WHAT IS REQUIRED: From the first line of the data below through the line holding "PR for: https://github.com/apache/incubator-uniffle/pull/1459", write out each line exactly as it stands.

GIVEN ENTRIES:
PR #1537, opened 2024-02-23
[#1459][FOLLOWUP] fix(server): Memory may leak in exceptional scenarios when flushing events

rickyma:

Memory may leak in exceptional scenarios when flushing events

A follow-up PR for: https://github.com/apache/incubator-uniffle/pull/1459

I found out that memory may leak in exceptional scenarios when flushing events.
企业微信截图_17086201359387
企业微信截图_1708620172540
Because the following code snippets have not been executed:
```
event.addCleanupCallback(
  () -> {
    this.clearInFlushBuffer(event.getEventId());
    spBlocks.forEach(spb -> spb.getData().release());
  }
);
```
and
```
event.addCleanupCallback(() -> releaseMemory(event.getSize(), true, false));
```

It can also lead to heap memory not being released, as `HybridStorageManager`.`eventOfUnderStorageManagers` will hold a large amount of unreleased heap memory. This is because the code `event.addCleanupCallback(() -> eventOfUnderStorageManagers.invalidate(event))` has not been executed.
企业微信截图_17086622982256
企业微信截图_17086635217020

After this PR, the memory will not leak and the exception's stack trace will be something like:
[2024-02-23 14:25:02.614] [LocalFileFlushEventThreadPool-54] [ERROR] DefaultFlushEventHandler.handleEventAndUpdateMetrics - Unexpected exceptions happened due to
java.lang.NullPointerException
        at org.apache.uniffle.server.ShuffleTaskInfo.getMaxConcurrencyPerPartitionToWrite(ShuffleTaskInfo.java:109)
        at org.apache.uniffle.server.ShuffleFlushManager.getMaxConcurrencyPerPartitionWrite(ShuffleFlushManager.java:198)
        at org.apache.uniffle.server.ShuffleFlushManager.processFlushEvent(ShuffleFlushManager.java:149)
        at org.apache.uniffle.server.DefaultFlushEventHandler.handleEventAndUpdateMetrics(DefaultFlushEventHandler.java:87)
        at org.apache.uniffle.server.DefaultFlushEventHandler.lambda$dispatchEvent$0(DefaultFlushEventHandler.java:203)
        at java.util.concurrent.ThreadPoolExecutor.runWorker(ThreadPoolExecutor.java:1149)
        at java.util.concurrent.ThreadPoolExecutor$Worker.run(ThreadPoolExecutor.java:624)
        at java.lang.Thread.run(Thread.java:750)

We can talk about the above exception in another issue after this PR is merged. This PR is focused on fixing potential memory leaks.

No.

Existing UTs.

### DIFF
--- a/server/src/main/java/org/apache/uniffle/server/DefaultFlushEventHandler.java
+++ b/server/src/main/java/org/apache/uniffle/server/DefaultFlushEventHandler.java
@@ -124,6 +124,7 @@ public class DefaultFlushEventHandler implements FlushEventHandler {
       }
 
       if (e instanceof EventInvalidException) {
+        // invalid events have already been released / cleaned up so no need to call event.doCleanup() here
         return;
       }
 
--- a/server/src/main/java/org/apache/uniffle/server/DefaultFlushEventHandler.java
+++ b/server/src/main/java/org/apache/uniffle/server/DefaultFlushEventHandler.java
@@ -126,6 +126,11 @@ public class DefaultFlushEventHandler implements FlushEventHandler {
       if (e instanceof EventInvalidException) {
         return;
       }
+
+      LOG.error(
+          "Unexpected exceptions happened when handling the flush event: {}, due to ", event, e);
+      // We need to release the memory when unexpected exceptions happened
+      event.doCleanup();
     } finally {
       if (storage != null) {
         if (storage instanceof HadoopStorage) {
--- a/server/src/main/java/org/apache/uniffle/server/DefaultFlushEventHandler.java
+++ b/server/src/main/java/org/apache/uniffle/server/DefaultFlushEventHandler.java
@@ -124,7 +124,8 @@ public class DefaultFlushEventHandler implements FlushEventHandler {
       }
 
       if (e instanceof EventInvalidException) {
-        // invalid events have already been released / cleaned up so no need to call event.doCleanup() here
+        // Invalid events have already been released / cleaned up
+        // so no need to call event.doCleanup() here
         return;
       }
 


rickyma:
@zuston @jerqi PTAL.

server/src/main/java/org/apache/uniffle/server/DefaultFlushEventHandler.java
```diff
@@ -126,6 +126,11 @@ private void handleEventAndUpdateMetrics(ShuffleDataFlushEvent event, Storage st
       if (e instanceof EventInvalidException) {
         return;
       }
+
+      LOG.error(
+          "Unexpected exceptions happened when handling the flush event: {}, due to ", event, e);
+      // We need to release the memory when unexpected exceptions happened
+      event.doCleanup();
```
jerqi, line 133: Should we put the logic to the code block finally?

jerqi (dismissed):
LGTM, thanks @rickyma

server/src/main/java/org/apache/uniffle/server/DefaultFlushEventHandler.java
```diff
@@ -126,6 +126,11 @@ private void handleEventAndUpdateMetrics(ShuffleDataFlushEvent event, Storage st
       if (e instanceof EventInvalidException) {
         return;
```
EnricoMi, line 127: Why wouldn't you release an invalid event?

server/src/main/java/org/apache/uniffle/server/DefaultFlushEventHandler.java
```diff
@@ -126,6 +126,11 @@ private void handleEventAndUpdateMetrics(ShuffleDataFlushEvent event, Storage st
       if (e instanceof EventInvalidException) {
```
jerqi, line 126: cc @zuston

server/src/main/java/org/apache/uniffle/server/DefaultFlushEventHandler.java
EnricoMi: Reasonable. Maybe it is worth mentioning this fact here. Something like
```suggestion
        // invalid events have already been released / cleaned up so no need to call event.doCleanup() here
        return;
```

rickyma: @EnricoMi Your commit is merged.

zuston: > This is because once the ShuffleBuffer associated with the appId expires, its corresponding bufferPool will be cleared by a scheduled task. Consequently, the event related to the appId will become inValid, and there is no need to repeatedly release memory, as the scheduled task has already taken care of releasing the buffer memory for all events associated with that appId.

Absolutely right.

zuston (approved):
LGTM. Nice catch! Thanks @rickyma

PR #1540, opened 2024-02-24
[#1472][part-6] fix(netty): Make UTs truly test Netty mode

rickyma:

Fix [#1008](https://github.com/apache/incubator-uniffle/pull/1008). It does not actually test `GRPC_NETTY` mode, because it uses `ShuffleServerGrpcClient` everywhere instead of `ShuffleServerGrpcNettyClient`. 
Setting the shuffle server's tags to `GRPC_NETTY,GRPC` is useless, because we are not using `ShuffleServerGrpcNettyClient` at all.

It is a sub PR for: https://github.com/apache/incubator-uniffle/pull/1519
Also, it is a follow-up PR for: https://github.com/apache/incubator-uniffle/pull/1008

No.

Existing UTs.

### DIFF
--- a/server/src/main/java/org/apache/uniffle/server/ShuffleServer.java
+++ b/server/src/main/java/org/apache/uniffle/server/ShuffleServer.java
@@ -45,6 +45,7 @@ import org.apache.uniffle.common.metrics.MetricReporter;
 import org.apache.uniffle.common.metrics.MetricReporterFactory;
 import org.apache.uniffle.common.metrics.NettyMetrics;
 import org.apache.uniffle.common.rpc.ServerInterface;
+import org.apache.uniffle.common.rpc.ServerType;
 import org.apache.uniffle.common.security.SecurityConfig;
 import org.apache.uniffle.common.security.SecurityContextFactory;
 import org.apache.uniffle.common.util.Constants;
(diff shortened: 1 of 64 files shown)


rickyma:
PTAL. @zuston @jerqi

server/src/main/java/org/apache/uniffle/server/ShuffleServer.java
```diff
@@ -98,7 +99,7 @@ public class ShuffleServer {
   private volatile boolean running;
   private ExecutorService executorService;
   private Future<?> decommissionFuture;
-  private boolean nettyServerEnabled;
+  private boolean isNettyServerEnabled;
```
jerqi, line 102: we should use `nettyServerEnabled` to keep consistent with the style of other places.

rickyma: > we should use `nettyServerEnabled` to keep consistent with the style of other places.

Done. I also found places like `isMetricsEnabled` and `isMemoryShuffleEnabled`

jerqi: We can change them to unify this style.

rickyma: > We can change them to unify this style.

Do we change this in the current PR?

jerqi: No need.

PR #529, opened 2018-05-21
Update redirect.html.twig

tvdijen:
Fixes:
engineblock.ERROR: Unexpected token "string" of value "content" ("name" expected).

was encountered while `debug=true`


tvdijen:
That's the one I've touched in this PR :D Coffee?

tvdijen:
I do see however another issue in the `authorization-policy-violation` template...
I see a translation tag and the page is being cutoff (no footer) and when I click on a language (language bar), I get a completely different error page

jorissteyn:
Merging, I'm creating a new PR to address the issue you mentioned above.

PR #531, opened 2018-05-24
Fall back to name or entity ID for display name in consent API

jorissteyn:
If no diplay name is present in the metadata of a service provider,
use the name field or the entity ID instead.

See https://www.pivotaltracker.com/story/show/157775822

### DIFF
--- a/src/OpenConext/EngineBlock/Authentication/Dto/Consent.php
+++ b/src/OpenConext/EngineBlock/Authentication/Dto/Consent.php
@@ -52,10 +52,6 @@ final class Consent
 
         $serviceProvider = [
             'entity_id'    => $this->serviceProvider->entityId,
-            'display_name' => [
-                'en' => $this->serviceProvider->displayNameEn,
-                'nl' => $this->serviceProvider->displayNameNl,
-            ],
             'support_url' => [
                 'en' => $this->serviceProvider->supportUrlEn,
                 'nl' => $this->serviceProvider->supportUrlNl,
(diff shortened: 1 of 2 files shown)


src/OpenConext/EngineBlock/Authentication/Dto/Consent.php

RESULT OF THE EXERCISE:
PR #1537, opened 2024-02-23
[#1459][FOLLOWUP] fix(server): Memory may leak in exceptional scenarios when flushing events

rickyma:

Memory may leak in exceptional scenarios when flushing events

A follow-up PR for: https://github.com/apache/incubator-uniffle/pull/1459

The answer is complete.